• _The task_
In the records that come next, find every line with "plustekctl". Return those lines.

• _Records for this exercise_

PR #2755, opened 2022-10-31
feat(scan): support loading raw image files

eventualbuddha:
## Overview

Such files are a temporary workaround for the Custom scanner not working with JPEG. This is only a problem because we're using the same approach as `plustekctl` which writes the files to disk, but long term we should consider loading the scanned images directly in memory.

## Demo Video or Screenshot
n/a

## Testing Plan 
Tested manually with the files generated by the [`plustekctl` for Custom](https://github.com/votingworks/plustekctl/compare/customctl).

## Checklist

### DIFF
--- a/services/scan/src/interpreter.ts
+++ b/services/scan/src/interpreter.ts
@@ -21,14 +21,11 @@ import {
   BallotPageMetadata,
   BallotType,
   ElectionDefinition,
-  err,
   getContestsFromIds,
   InterpretedBmdPage,
   MarkThresholds,
-  ok,
   PageInterpretation,
   PrecinctSelection,
-  Result,
 } from '@votingworks/types';
 import {
   adjudicationReasonDescription,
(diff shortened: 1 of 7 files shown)


services/scan/src/interpreter.ts
```diff
@@ -241,21 +233,20 @@ export class Interpreter {
...
-    if (result.isErr()) {
-      timer.end();
-      return { interpretation: result.err() };
+    if (!detectQrcodeResult.qrcode) {
+      return {
+        interpretation: {
+          type: 'UnreadablePage',
+          reason: 'No QR code found',
+        },
+      };
```
jonahkagan, line 242: Did we previously handle this case elsewhere? If so, can we remove the check there?

jonahkagan (approved):

services/scan/src/interpreter.ts
eventualbuddha: Good catch, fixed in 919d1bb.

• _Result below_
Such files are a temporary workaround for the Custom scanner not working with JPEG. This is only a problem because we're using the same approach as `plustekctl` which writes the files to disk, but long term we should consider loading the scanned images directly in memory.
Tested manually with the files generated by the [`plustekctl` for Custom](https://github.com/votingworks/plustekctl/compare/customctl).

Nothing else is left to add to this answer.